Aromas from times gone by that shape our memories and flavours of today, from the fried fish so common among the humble classes of Al-Andalus to porridge and its powerful caloric contribution, not to mention salted and pickled foods, among many others.
Today, we want you to join us on a culinary journey through time, where textures and aromas will transport us like a time machine to a past that so defines the present in these lands of Andalusia.
But what do we mean when we talk about Andalusian cuisine? How can we enjoy these culinary delights today?

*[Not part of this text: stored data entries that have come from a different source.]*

PR #107, opened 2021-06-18
Created CITATION.bib

davibarreira:
I've created this CITATION.bib file, so that our package works with the new `PkgCite.jl` package. We should probably automatize the process of updating this CITATION.bib file, by pulling it from Zenodo (which is what I did manually).

### DIFF
--- a/CITATION.bib
+++ b/CITATION.bib
@@ -1,0 +1,12 @@
+@software{stephen_zhang_2021_4904586,
+  author       = {Stephen Zhang and
+                  David Widmann and
+                  Davi Sales Barreira},
+  title        = {JuliaOptimalTransport/OptimalTransport.jl: v0.3.11},
+  month        = jun,
+  year         = 2021,
+  publisher    = {Zenodo},
+  version      = {v0.3.11},
+  doi          = {10.5281/zenodo.4904586},
+  url          = {https://doi.org/10.5281/zenodo.4904586}
+}


davibarreira:
By the way, I think I actually don't have the privileges to create a workflow on Actions in order to make this process automatic.

devmotion:
> By the way, I think I actually don't have the privileges to create a workflow on Actions in order to make this process automatic.

One just has to add a file in .github/workflows, there's no special permission needed.

davibarreira:
> > By the way, I think I actually don't have the privileges to create a workflow on Actions in order to make this process automatic.
> 
> One just has to add a file in .github/workflows, there's no special permission needed.

Thanks, I didn't know. Thought I had to do it via GitHub Actions interface.

devmotion:
BTW I am not sure if the Zenodo reference should/has to be added here. It seems the goal is that it is retrieved automatically from the README which would always be the most recent version and avoid this redundancy: https://github.com/SebastianM-C/PkgCite.jl/issues/1

davibarreira:
Oh, I see. So the Zenodo integration is still on progress. I think it's better to wait for that then. I'll close this PR. Thanks

devmotion:
To me this seems to be a better idea than trying to keep the reference uptodate. Updating it with Github actions e.g. if a new tag is created seems cumbersome and then the updated CITATION.bib for version 3.11 would only be part of 3.12 (since it is created after 3.11 is released). This seems strange.

davibarreira:
I'll see if I can perhaps contribute with the `PkgCite` to get the citation from zenode ;)

davibarreira:
I've submitted a PR to `PkgCite` to get badges from Zenodo. I'm just working on some modifications proposed by the author, but in a day or two everything should be up and running :D

PR #110, opened 2021-07-27
sinkhorn_barycenter refactor

zsteve:
Hi all,

I've done a quick refactor of `sinkhorn_barycenter` to now conform to conventions introduced in #100 (which I'm sorry I missed at the time due to moving), reusing code from `sinkhorn.jl` and `sinkhorn_gibbs.jl` where possible.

When we talk about Andalusian cuisine, we are referring to the culinary traditions and customs that existed between 711 and 1492 in the territories of Al-Andalus. Known as al-mutbaj al-andalusí, it was the result of the fusion of Berber, Arab and Visigoth traditions in the region.
Among its ingredients, the abundant use of certain spices and elements such as saffron, ginger and cumin stood out, as well as the presence of almonds, raisins and citrus fruits such as oranges and lemons. All this without forgetting the use of fundamental elements in the different Mediterranean cuisines such as olives, grapes and wheat, and incorporating what were at the time new elements such as aubergines, sugar cane and rice, which are now so integral to our traditional cuisines.
Today, these culinary traditions and customs have been passed down to us through manuscripts such as the 13th-century Almohad cookbooks Kitāb al-ṭabīj and Fuḍālat al-jiwān.
Our immersion in the world of flavours of Al-Andalus takes us along winding roads to Cútar, a village with a clear Andalusian influence, not only in its medina structure and the architectural style of some of its buildings, but also in a secret that was kept for centuries within the ancient walls of a house.
In 2003, a series of manuscripts from the Al-Andalus period belonging to the alfaquí Muhammad al Yayyar were accidentally found in Cútar during renovation work on a private house. They date from the 15th century and in some cases contain notes from the early 16th century, when it is believed they were hidden to avoid reprisals after the conquest of the Christian kingdoms of the north.
Among these manuscripts we find a finely crafted Koran, various personal notebooks of different kinds and, due to the period in which it was written, there are also notes on the conquest of the territory by the Catholic monarchs both in the Axarquía and in the rest of the Nasrid Kingdom of Granada. Of course, there are references to Andalusian gastronomic traditions, which is the subject at hand.
At Dar Al-Ayyar, in Cútar, we find a place that acts as a veritable time machine, transporting us back to the times of Al-Andalus through a sensory experience of aromas, flavours and textures. A time of cultural fusion, the aromas of the souk and the musicality of water flowing through cool gardens.
The story of Yayyār begins in a small family kitchen, where traditions converged and flavours served as a bridge between cultures. Through research and the recovery of ancient recipe books, as well as consultations with chefs, artisans and farmers, a culinary manuscript was created that best reflects the gastronomic traditions of Al-Andalus.
Today, at Dar Al-Ayyar, they understand gastronomy as an act of beauty, creating dishes with memory, soul and the intention of transporting us back in time, which almost stands still, in a unique experience full of nuances, close to home, which allows us to let flavours and conversations flow as if time did not exist.